Senda T, Yamada T, Sakurai N, Kubota M, Nishizaki T, Masai E, Fukuda M, Mitsuidagger Y
Division of Protein Engineering, University of Technology, Nagaoka, Niigata, Japan.
J Mol Biol. 2000 Dec 1;304(3):397-410. doi: 10.1006/jmbi.2000.4200.
Oxidative biodegradation of aromatic compounds by bacteria usually begins with hydroxylation of the aromatic ring by multi-component dioxygenases like benzene dioxygenase, biphenyl dioxygenase, and others. These enzymes are composed of ferredoxin reductase, ferredoxin, and terminal oxygenase. Reducing equivalents that originate from NADH are transferred from ferredoxin reductase to ferredoxin and, in turn, to the terminal oxygenase, thus resulting in the activation of a dioxygen. BphA4 is the ferredoxin reductase component of biphenyl dioxygenase from Pseudomonas sp. strain KKS102. The amino acid sequence of BphA4 exhibits significant homology with the putidaredoxin reductase of the cytochrome P450cam system in Pseudomonas putida, as well as with various other oxygenase-coupled NADH-dependent ferredoxin reductases (ONFRs) of bacteria. To date, no structural information has been provided for the ferredoxin reductase component of the dioxygenase systems.
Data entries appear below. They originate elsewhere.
PR #685, opened 2023-06-01
Update reinstall-local.sh: Fixed charge current parameter

hoschult:
Update reinstall-local.sh: Corrected charge current parameter for  initial config.ini


mr-manuel:
Thanks

PR #695, opened 2023-06-07
remove scan for devices

seidler2547:
The scan for devices and check if the BMS to test is present doesn't add value. If the device is not within range (or the MAC is wrong), then the subsequent start_scraping call will either fail or fail to produce usable data. Hence, we can save the scanning and save a lot of time on startup, since the case that the BMS is available and responding is the expected case.


mr-manuel:
Thanks for helping to improve the driver! Maybe you could also take a look at https://github.com/Louisvdw/dbus-serialbattery/issues/693. I do not understand why this is happening.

In order to provide a structural basis for discussing the mechanism of electron transport between ferredoxin reductase and ferredoxin, crystal structures of BphA4 and its NADH complex were solved. The three-dimensional structure of BphA4 is different from those of ferredoxin reductases whose structures have already been determined, but adopts essentially the same fold as the enzymes of the glutathione reductase (GR) family. Also the three-dimensional structure of the first two domains of BphA4 adopts a fold similar to that of adrenodoxin reductase (AdR) in the mitochondrial cytochrome P450 system. Comparing the amino acid sequence with what is known of the three-dimensional structure of BphA4 strongly suggests that the other ONFRs have secondary structural features that are similar to that of BphA4. This analysis of the crystal structures of BphA4 suggests that Lys53 and Glu159 seem to be involved in the hydride transfer from NADH to FAD. Since the amino acid residues around the active site, some of which seem to be important to electron transport, are highly conserved among ONFRs, it is likely that the mechanism of electron transport of BphA4 is quite applicable to other ONFRs.
细菌对芳香族化合物的氧化生物降解通常始于多组分双加氧酶(如苯双加氧酶、联苯双加氧酶等)对芳香环的羟基化作用。这些酶由铁氧化还原蛋白还原酶、铁氧化还原蛋白和末端加氧酶组成。源自 NADH 的还原当量从铁氧化还原蛋白还原酶转移到铁氧化还原蛋白,进而转移到末端加氧酶,从而导致双加氧的激活。BphA4 是来自假单胞菌属菌株 KKS102 的联苯双加氧酶的铁氧化还原蛋白还原酶组分。BphA4 的氨基酸序列与恶臭假单胞菌中细胞色素 P450cam 系统的恶臭假单胞菌铁氧化还原蛋白还原酶以及细菌的各种其他加氧酶偶联的 NADH 依赖性铁氧化还原蛋白还原酶(ONFRs)具有显著同源性。迄今为止,尚未提供双加氧酶系统中铁氧化还原蛋白还原酶组分的结构信息。为了为讨论铁氧化还原蛋白还原酶与铁氧化还原蛋白之间的电子传递机制提供结构基础,解析了 BphA4 及其 NADH 复合物的晶体结构。BphA4 的三维结构与已确定结构的铁氧化还原蛋白还原酶不同,但与谷胱甘肽还原酶(GR)家族的酶具有基本相同的折叠方式。此外,BphA4 前两个结构域的三维结构与线粒体细胞色素 P450 系统中的肾上腺皮质铁氧化还原蛋白还原酶(AdR)具有相似的折叠方式。将 BphA4 的氨基酸序列与其已知的三维结构进行比较强烈表明,其他 ONFRs 具有与 BphA4 相似的二级结构特征。对 BphA4 晶体结构的分析表明,Lys53 和 Glu159 似乎参与了从 NADH 到 FAD 的氢化物转移。由于活性位点周围的氨基酸残基(其中一些似乎对电子传递很重要)在 ONFRs 中高度保守,因此 BphA4 的电子传递机制很可能适用于其他 ONFRs。